Work to be completed :: In the data below, which lines contain "sour"? List them by copying each one.

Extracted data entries
PR #3666, opened 2023-03-06
fix: When current branch doesn't exist, don't blow up

jamespohalloran:
Previously, when our locally cached branch doesn't exist, things kind of blow up in the CMS.
Screen Shot 2023-03-06 at 2 56 51 PM
I added a minimal error screen, but more importantly, the toolbar stays accessible (so the user can change branches and resolve the issue).

closes ENG-802

### DIFF
--- a/.changeset/sour-gifts-double.md
+++ b/.changeset/sour-gifts-double.md
@@ -1,0 +1,6 @@
+---
+"tinacms": patch
+"@tinacms/toolkit": patch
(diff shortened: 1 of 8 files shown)


spbyrne:
Looks good! I just added a couple icons & replaced the button with the `@tinacms/toolkit` button component.

logan-anderson (approved):

PR #3660, opened 2023-03-03
fix: previous directory link in Tina MediaManager

coreyaus:
## Bug description:

- Previously the `dirname` function had a return value of type `RegExpMatchArray | null` - the result of calling `String.prototype.match()`
- However the `prevDir` variable must be of type `string` (or undefined or null) as it is passed directly to the `setDirectory` function
- Previously the media manager crashed when clicking the back link and threw a `TypeError` with the message `directory.replace is not a function` (given you can't call `replace` on a `RegExpMatchArray`)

Exercise answer ::
--- a/.changeset/sour-gifts-double.md
+++ b/.changeset/sour-gifts-double.md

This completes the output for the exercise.